PROBLEM REQUIREMENTS:
Pull every line that includes the word "Rename" from the data.

(INPUT DATA begins)

PR #203, opened 2024-02-29
GPU support + examples

shadeofblue:
* add support for the `vm-nvidia` runtime
* add a GPU Dockerfile
* add examples utilizing GPU on ray-on-golem

### DIFF
--- a/examples/GPU.Dockerfile
+++ b/examples/GPU.Dockerfile
@@ -1,0 +1,43 @@
+FROM debian:bookworm-slim
+
+RUN apt-get update && apt-get install -y \
+		openssh-server \
+		iproute2 \
+		nmap \
+		tcpdump \
+		net-tools \
+		netcat-traditional \
+		screen \
+		rsyslog \
+		rsync \
+		vim \
+		curl \
+        wget \
+	&& rm -rf /var/lib/apt/lists/*
+
+RUN echo "UseDNS no" >> /etc/ssh/sshd_config && \
+	echo "PermitRootLogin yes" >> /etc/ssh/sshd_config && \
+	echo "PasswordAuthentication yes" >> /etc/ssh/sshd_config
+
+RUN wget -O miniconda.sh https://repo.anaconda.com/miniconda/Miniconda3-py310_23.11.0-2-Linux-x86_64.sh
+RUN bash miniconda.sh -b -u
+ENV PATH="/root/miniconda3/bin:${PATH}"
+RUN bash -c "echo 'PATH=/root/miniconda3/bin:${PATH}' >> /root/.bashrc"
+RUN conda install -y cudatoolkit
+
+RUN pip install wheel setuptools typing-extensions
+
+WORKDIR /app
+
+COPY pyproject.toml README.md /app/
+COPY ray_on_golem/__init__.py /app/ray_on_golem/__init__.py
+
+RUN pip install poetry && \
+	poetry config virtualenvs.create false
+RUN poetry install --no-interaction --no-ansi --only ray
+
+RUN pip install pillow
+RUN pip install numpy numba
+RUN pip config set global.index-url https://pypi.dev.golem.network/simple
+
+COPY ray_on_golem /app/ray_on_golem/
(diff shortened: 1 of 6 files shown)


examples/GPU.Dockerfile
```diff
@@ -0,0 +1,43 @@
...
+		nmap \
+		tcpdump \
+		net-tools \
+		netcat-traditional \
+		screen \
+		rsyslog \
+		rsync \
+		vim \
+		curl \
+        wget \
```
lucekdudek, line 15: Please stick to one: tabulators or spaces

examples/gpu.yaml
```diff
@@ -0,0 +1,58 @@
...
+# The cloud provider-specific configuration properties.
+provider:
+  type: "external"
+  use_internal_ips: true
+  module: "ray_on_golem.provider.node_provider.GolemNodeProvider"
+  parameters:
+    node_config:
+      # Parameters for golem demands (same for head and workers)
+      demand:
+        image_tag: "blueshade/raytest:0.9.0-py3.10-ray2.9.2-cuda11.8"
```
lucekdudek, line 16: Can we change `raytest`?

examples/hello_gpu.py
```diff
@@ -0,0 +1,33 @@
+"""numba/cuda-on-ray equivalent of hello world"""
+import math
+
+import numpy as np
+import ray
+from numba import cuda
+
+
+def test(v: np.array):
```
lucekdudek, line 9: Rename this function or add PyDoc please

examples/hello_gpu.py
```diff
@@ -0,0 +1,33 @@
...
+    x, y = cuda.grid(2)
+    v[x, y] = 1
+
+
+@ray.remote(num_gpus=1)
+def cuda_test(width, height):
```
lucekdudek, line 15: Rename this function or add PyDoc please

examples/mandelbrot_image_gpu.py
```diff
@@ -0,0 +1,285 @@
...
+    )
+    parser.add_argument("-r", "--use-ray", action="store_true", help="use ray")
+    parser.add_argument(
+        "-R", "--no-use-ray", dest="use_ray", action="store_false", help="don't use ray"
+    )
+    parser.add_argument("-g", "--use-gpu", action="store_true", help="use GPU")
+    parser.add_argument(
+        "-G", "--no-use-gpu", dest="use_gpu", action="store_false", help="don't use GPU"
+    )
+    parser.set_defaults(use_ray=True, use_gpu=True)
```
lucekdudek, line 248: If we are passing this argument in multiple functions maybe it would be a good idea to have one `mandelbrot_image.py` example that will cover both CPU and GPU use cases?

lucekdudek (commented):
Please see my comments

examples/mandelbrot_image_gpu.py
shadeofblue: there are two issues:

* this example requires the `numba` library which needs to be installed on top of `pillow` and obviously, requires either an image that already includes `numba` - or - requires the library to be installed when spawning the cluster
* it's inherently much more complicated that the original example...

so, consequently, I'd prefer to leave the original example in place and have this, more optimized and complicated one as an addition...

examples/gpu.yaml
shadeofblue: I'm unsure if I get the question but anyway, yeah, maybe we can upload the image to the production repo in the registry when we release a new version... otherwise, we never put images from `develop` in the `golem/ray-on-golem` repo...

lucekdudek: `raytest` is a very raw name for an image. Can we change it to something more descriptive and accurate?

examples/mandelbrot_image_gpu.py
lucekdudek: :+1: marking as resolved

lucekdudek (approved):

examples/gpu.yaml
shadeofblue: that's not the name of the image, that's the name of the repository...  but anyway, yeah, we can

examples/hello_gpu.py
shadeofblue: actually, on second thought, this one seems quite accurate...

(INPUT DATA ends)

YOUR RESPONSE:
lucekdudek, line 9: Rename this function or add PyDoc please
lucekdudek, line 15: Rename this function or add PyDoc please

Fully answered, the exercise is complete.